Now, I don't want him frightened, thanks


----------



## golfchick (Mar 18, 2010)

id be interested to know as well being that we have a big dog on the way that is notoriously food orientated!


----------



## newfiesmum (Apr 21, 2010)

And I thought it was just me


----------



## Dogless (Feb 26, 2010)

I would love to know as Kilo can reach anything he wants...I just have to be careful not to leave anything out. All the techniques I have found on t'interweb are very aversive such as leaving set mousetraps up there  Kilo knows 'off' and will do it for reward....but he would steal something in a flash if he could without a doubt.
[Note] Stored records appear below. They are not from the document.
PR #266, opened 2022-04-08
Split up javabuilder lambda iam roles

cat5inthecradle:
Role Requirements

* The Javabuilder BuildAndRun lambdas all need to be able to read from SQS and the Javabuilder S3 bucket and to write to the @connections endpoint on the API Gateway WebSocket API
* The Theater BuildAndRun lambda needs to be able to write to the Javabuilder S3 bucket and get signed URLs to the bucket
* The API Gateway Relay Message Lambda needs to be able to write to SQS=
* The API Gateway Start Session Lambda (which is currently the Relay Message Lambda) needs to be able to create an SQS queue and invoke the BuildAndRun Lambda
* The API Gateway Close Session Lambda (which is currently the Relay Message Lambda) needs to be able to delete an SQS queue
* The Authorizer Lambda (which may be split into two lambdas) needs to be able to authenticate the token, read and write to the Dynamo DB tables associated with Javabuilder, and pass a request on to the StartSession Lambda
* The PutSources Lambda needs to be able to write objects to the S3 bucket

## Deployment Strategy

Upon PR Approval:
- manually deploy iam stack, which will and exporting new roles
- merge this PR to update lambdas to use the new roles

Upon Merge
- create a cleanup PR to delete the old shared role (may require cleanup of existing stacks)

Revert Strategy
- revert this PR to have lambdas use original JavabuilderLamdaExecutionRole


iam.yml
```diff
@@ -10,13 +10,137 @@ Parameters:
...
+            Effect: Allow
+            Principal: {Service: [lambda.amazonaws.com]}
+      Policies:
+        - PolicyName: BuildAndRunLambdaExecutionPolicy
+          PolicyDocument:
+            Statement:
+              # BuildAndRunJavaProject Lambda needs to put objects to the content bucket.
+              - Effect: Allow
+                Action:
+                  - 's3:PutObject'
```
cat5inthecradle, line 35: Do we need additional permission to get signed URL's too?

iam.yml
```diff
@@ -10,13 +10,138 @@ Parameters:
...
+                  - 'dynamodb:GetItem'
+                  - 'dynamodb:PutItem'
+                  - 'dynamodb:UpdateItem'
+                  - 'dynamodb:Query'
+                Resource:
+                  - !Sub "arn:aws:dynamodb:${AWS::Region}:${AWS::AccountId}:table/*_tokens"
+                  - !Sub "arn:aws:dynamodb:${AWS::Region}:${AWS::AccountId}:table/*_user_requests"
+                  - !Sub "arn:aws:dynamodb:${AWS::Region}:${AWS::AccountId}:table/*_teacher_associated_requests"
+                  - !Sub "arn:aws:dynamodb:${AWS::Region}:${AWS::AccountId}:table/*_blocked_users"
+              # Allow invoking of the Build & Run Lambda
```
jmkulwik, line 108: They shouldn't need to invoke the build & run lambda. I'm not sure how API Gateway sets this up, but they might need to be able to invoke the StartSession(AndRelayMessage) lambda after authorizing the payload, but I think API Gateway is what actually invokes that lambda.

iam.yml
jmkulwik: Yes, but I don't see where we gave permission to do that in the past. (sorry, not the most helpful response)

iam.yml
cat5inthecradle: I don't see anything in the code for authorizer other than the dynamodb `put` and `update`, so I think I can scale down to just dynamodb permissions.

cat5inthecradle:
I've adjusted the roles again. I think what makes sense here is to deploy this new iam template. It does not delete the existing shared role, nor does it configure anything to use the new roles. It simply creates the roles.

Once they have been created, we can manually update lamdas in one of the developer environments to use the new permissions. @jmkulwik is there a good stack to do this with, or would it be easy to launch my own instance of javabuilder?

cat5inthecradle:
I've added the PutSources lambda role and limited the S3 permissions for the BuildAndRun lambda role.

iam.yml
sanchitmalhotra126: At the moment, I don't think Javabuilder is actually GET-ing any signed URLs? We read and write to the output bucket and generate signed urls for the client, but I don't think we ever read signed URLs for another bucket?

iam.yml
```diff
@@ -10,13 +10,159 @@ Parameters:
...
+    Type: String
+    Description: The API ID of the Javabuilder API Gateway V2 Api
+    Default: "*"
 
 Resources:
-  # TODO: Split this into separate roles:
-  # 1) Permissions for the long-running Lambda that compiles/runs student projects
-  # 2) Permissions for the synchronous Lambda that invokes the long-running Lambda and then relays web messages to it.
-  # 3) Permissions for the Lambda Authorizer
-  # 4) Permissions for CodePipeline Slack approval Lambda.
```
sanchitmalhotra126, line 19: nit: could we something like this around as a comment describing the new separate roles along with their role names?

sanchitmalhotra126 (approved):
LGTM!

iam.yml
cat5inthecradle: I've added comments describing each role to add more context

molly-moen (approved):
LGTM! I tested this out on my dev instance against our various allthethings levels and they all worked!

iam.yml
cat5inthecradle: for some reason I was thinking that you needed an explicit getPresignedUrl permission, but that's not a thing, it just uses your current Get/Put permissions.

PR #268, opened 2022-04-11
Copy image/sound before draw/play

bencodeorg:
New Theater API has a bug where if an image is drawn, then modified, the drawn image will reflect the modifications made after the draw.

This PR updates to make a copy of the image to put in the list of actions each time drawImage is called.

Ended up being a pretty short change, ~~hoping I'm not missing something else obvious that needs to be done.~~ Missed that we needed to make a similar update when using playSound, which I added to this PR.

## Testing story

I updated a unit test covering this case and tested manually that an image updated via setPixel after being drawn no longer reflects those changes on the initial draw.

### DIFF
--- a/org-code-javabuilder/theater/src/main/java/org/code/theater/Scene.java
+++ b/org-code-javabuilder/theater/src/main/java/org/code/theater/Scene.java
@@ -175,7 +175,11 @@ public class Scene {
    * @param rotation the amount to rotate the image in degrees
    */
   public final void drawImage(Image image, int x, int y, int size, double rotation) {
-    this.actions.add(new DrawImageAction(image, x, y, size, UNSPECIFIED, UNSPECIFIED, rotation));
+    // Copy the image to subsequent changes to this image object are not reflected
+    // in the image drawn here.
+    Image imageCopy = new Image(image);
+    this.actions.add(
+        new DrawImageAction(imageCopy, x, y, size, UNSPECIFIED, UNSPECIFIED, rotation));
   }
 
   /**
@@ -190,7 +194,10 @@ public class Scene {
    * @param rotation the amount to rotate the image in degrees
    */
   public final void drawImage(Image image, int x, int y, int width, int height, double rotation) {
-    this.actions.add(new DrawImageAction(image, x, y, UNSPECIFIED, width, height, rotation));
+    // Copy the image to subsequent changes to this image object are not reflected
+    // in the image drawn here.
+    Image imageCopy = new Image(image);
+    this.actions.add(new DrawImageAction(imageCopy, x, y, UNSPECIFIED, width, height, rotation));
   }
 
   /**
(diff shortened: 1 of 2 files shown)


org-code-javabuilder/theater/src/test/java/org/code/theater/SceneTest.java
```diff
@@ -65,7 +64,7 @@ public void testPause() {
 
   @Test
   public void testDrawImage() {
-    final Image image = mock(Image.class);
+    final Image image = new Image(1, 1);
```
bencodeorg, line 67: This was easier than other ways I could think of to confirm that the image being added to the action list is a copy of the existing image (assert that `new Image(Image source)` constructor was called? assert on `pixels` (2D array) field on `Image` object)?

bencodeorg:
Tangentially, could anyone explain the relationship between the `pixels` 2D array and `bufferedImage` fields on our Image objects?

org-code-javabuilder/theater/src/test/java/org/code/theater/SceneTest.java
sanchitmalhotra126: I see you're using `assertNotSame()` below - that should be enough to verify that this is a copy and not the original object right? Or is this to verify that all the properties of the image are still the same?

sanchitmalhotra126 (commented):
Nice! I think we'll hit the same issue for `playSound(double[] samples)` if the `samples` array is modified. Up to you though if you want to include that change in this PR or have that be a separate fix.

org-code-javabuilder/theater/src/test/java/org/code/theater/SceneTest.java
bencodeorg: Yeah I wanted to assert on some aspect of the image being the same 🤷

bencodeorg:
> Nice! I think we'll hit the same issue for `playSound(double[] samples)` if the `samples` array is modified. Up to you though if you want to include that change in this PR or have that be a separate fix.

Ooh I guess I will do that separately, sorry misunderstood at sprint planning and thought audio wasn't an issue.

bencodeorg:
> > Nice! I think we'll hit the same issue for `playSound(double[] samples)` if the `samples` array is modified. Up to you though if you want to include that change in this PR or have that be a separate fix.
> 
> Ooh I guess I will do that separately, sorry misunderstood at sprint planning and thought audio wasn't an issue.

Ooor maybe I'll just do it here, seems pretty quick.

org-code-javabuilder/theater/src/main/java/org/code/theater/Scene.java
```diff
@@ -75,7 +75,8 @@ public final void clear(Color color) {
    * @param sound an array of samples to play.
    */
   public final void playSound(double[] sound) {
-    this.actions.add(new PlaySoundAction(sound));
+    double[] soundCopy = sound.clone();
+    this.actions.add(new PlaySoundAction(soundCopy));
```
sanchitmalhotra126, line 79: nit: clone inline? `(new PlaySoundAction(sound.clone())`

molly-moen (approved):

PR #1503, opened 2025-09-12
fix: Modernize the agent

Pokom:
I get a solid amount of warnings from gopls or Goland when working within the project, and they're often related to either newer features being available or what I would consider nit's. An experimental tool from Go exists called
[modernize](https://pkg.go.dev/golang.org/x/tools/gopls@v0.20.0/internal/analysis/modernize) that allows you to automatically find and fix the code in a safe manner. I was curious to see the diff after running it across the entire project with the following command:

```
go run golang.org/x/tools/gopls/internal/analysis/modernize/cmd/modernize@latest -fix -test ./...
```

I've reviewed most of the changes and they all seem reasonably safe. All unit tests appear to be passing as well.

### DIFF
--- a/internal/scraper/scraper_test.go
+++ b/internal/scraper/scraper_test.go
@@ -8,7 +8,7 @@ import (
 	"flag"
 	"fmt"
 	"io"
-	maps0 "maps"
+	"maps"
 	"net"
 	"net/http"
 	"net/http/httptest"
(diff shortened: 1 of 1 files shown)


internal/adhoc/adhoc_test.go
```diff
@@ -523,7 +523,6 @@ func TestDefaultRunnerFactory(t *testing.T) {
 	}
 
 	for name, tc := range testcases {
-		tc := tc
```
nadiamoe, line 526: I know these are not needed nowadays but still get PTSD when I don't see it.

internal/scraper/scraper_test.go
```diff
@@ -1700,9 +1697,7 @@ func (l *testLogger) Log(kv ...interface{}) error {
 func mergeMaps(maps ...map[string]string) map[string]string {
```
nadiamoe: We can probably rename this argument and avoid the ugly `maps0` import.

Pokom: Yep, agreed with that one. I was tracing why it was called `maps0` and can push a fix

The-9880 (approved):

PR #1512, opened 2025-09-17
fix: Do not block during probe registration

mem:
In d3c3c889fe583126564825bd8c97d18a076ba6c1 we introduced an usage reporter. This is working fine, except in cases when the report cannot be sent. If the HTTP client blocks for too long, the agent will fail to complete the registration handshake.

Move sending the report to the end of that process, and run it from a goroutine in order to avoid blocking.


Pokom (approved):
Thanks for catching this and patching it. Having the usage report sent in a non blocking way makes sense 👍🏻

PR #1513, opened 2025-09-18
Add explicit darwin/arm64 platform support

d0ugal:
- Add darwin/arm64 to PLATFORMS in config.mk to ensure it's built and published
- This enables ARM64 macOS builds in GitHub Actions workflows
- Cross-compilation from Linux runners will produce darwin-arm64 binaries

### DIFF
--- a/config.mk
+++ b/config.mk
@@ -3,4 +3,4 @@
 
 DOCKER_TAG = grafana/synthetic-monitoring-agent
 
-PLATFORMS = $(sort $(HOST_OS)/$(HOST_ARCH) linux/amd64 linux/arm64)
+PLATFORMS = $(sort $(HOST_OS)/$(HOST_ARCH) linux/amd64 linux/arm64 darwin/arm64)


mem:
> * Add darwin/arm64 to PLATFORMS in config.mk to ensure it's built and published

It's going to be built, but it's not going to be published.

> * This enables ARM64 macOS builds in GitHub Actions workflows
> * Cross-compilation from Linux runners will produce darwin-arm64 binaries

Note that [this](https://github.com/grafana/synthetic-monitoring-agent/blob/main/.github/workflows/build_and_publish.yaml#L106-L110) will only build the native binaries, and that's running in linux-amd64 and linux-arm64.

From there, the other job uses that output [to push files to the release](https://github.com/grafana/synthetic-monitoring-agent/blob/main/.github/workflows/build_and_publish.yaml#L275-L286), but since the darwin binary is not there, it doesn't get pushed.

I'm guessing the build (as in "make build") doesn't work in Darwin, does it? I would be surprised if that workflow worked without changes in that case.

So far, he has managed an egg


----------



## tripod (Feb 14, 2010)

Obviously a super common prob....will have to write up a blog post on modification of this....have one on stealing dogs here but not specifically this: Canine Capers - dogs who love to steal | Pet Central&#039;s Pawsitive Dawgs Blog!

First, management - no unsupervised access to counter/table, no tempting things up there in the presence of the dog.
At least one clean week with no successful rehearsal of this behaviour.

Teach a really reliable 'go to mat'. Build on that so that it becomes a 'stay on mat' when you ask, then when you turn your back, then when you are out of the room, then build time.

Introduce a no reward marker too and teach your dog that means the denial of reward. With this in place, rig up a mirror to proof go to mat with person out of the room.

Impulse control exercises in ALL situations - turn everyday life into an impulse control exercise. Not all available food is your dogs and they need to learn that.

Other acceptable outlets for scavenging behaviour.

Make placing something on the counter a cue to go to mat and then stay on mat.


----------



## newfiesmum (Apr 21, 2010)

Dogless said:


> I would love to know as Kilo can reach anything he wants...I just have to be careful not to leave anything out. All the techniques I have found on t'interweb are very aversive such as leaving set mousetraps up there  Kilo knows 'off' and will do it for reward....but he would steal something in a flash if he could without a doubt. So far, he has managed an egg


If I was the DW I would probably stick a shock collar on him. That would do it, wouldn't it? I would rather he carried on stealing. The worst he has had was a gammon steak right out of the frying pan without disturbing the pan at all! I can't even nip to the loo while something is cooking.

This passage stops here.